PR #220, opened 2023-12-05
Use environment variables instead of arguments to control integration test main

triarius:
Sometimes, I want to run the integration tests in a way that skips cleanup up the pipelines that they create (to debug them). This was controlled by an environment variable, which cause the test running script to add an additional argument to the test command.

However, this agurment causes the non-integration tests to fail, meaning if the debug run had a successful run of the intetration tests, the build will still fail because the non-integration failed.

I could have separated the non-integration tests from the integration tests, but then take ~50ms to run, so the overhead of creating a separate step for them is far from worth it.


DrJosh9000 (approved):
Looks good, no notes

PR #243, opened 2024-01-25
PS-13 update readme to include default behaviour if no podspec is specified

SorchaAbel:
A support ticket requested clarification in our doco

Link to coda https://coda.io/d/_dHnUHNps1YO#Escalations-Table_tuS42/r224&view=modal

Link to code that I think does this
https://github.com/buildkite/agent-stack-k8s/blob/aa898e835b15116951a1cd84bcd3ca4fb239563f/internal/controller/scheduler/scheduler.go#L156-L164

It seems a little odd to be using k8s and not specifiy a podSpec but if I'm reading the code correctly then it will default to the step/job command


DrJosh9000 (approved):
Thanks! Looks right to me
________
- Work instructions -
What is wanted is an exact repeat of the lines from the one with "Looks good, no notes" through the last line of the listing above, and no other text.

- Output of the exercise -
Looks good, no notes

PR #243, opened 2024-01-25
PS-13 update readme to include default behaviour if no podspec is specified

SorchaAbel:
A support ticket requested clarification in our doco

Link to coda https://coda.io/d/_dHnUHNps1YO#Escalations-Table_tuS42/r224&view=modal

Link to code that I think does this
https://github.com/buildkite/agent-stack-k8s/blob/aa898e835b15116951a1cd84bcd3ca4fb239563f/internal/controller/scheduler/scheduler.go#L156-L164

It seems a little odd to be using k8s and not specifiy a podSpec but if I'm reading the code correctly then it will default to the step/job command


DrJosh9000 (approved):
Thanks! Looks right to me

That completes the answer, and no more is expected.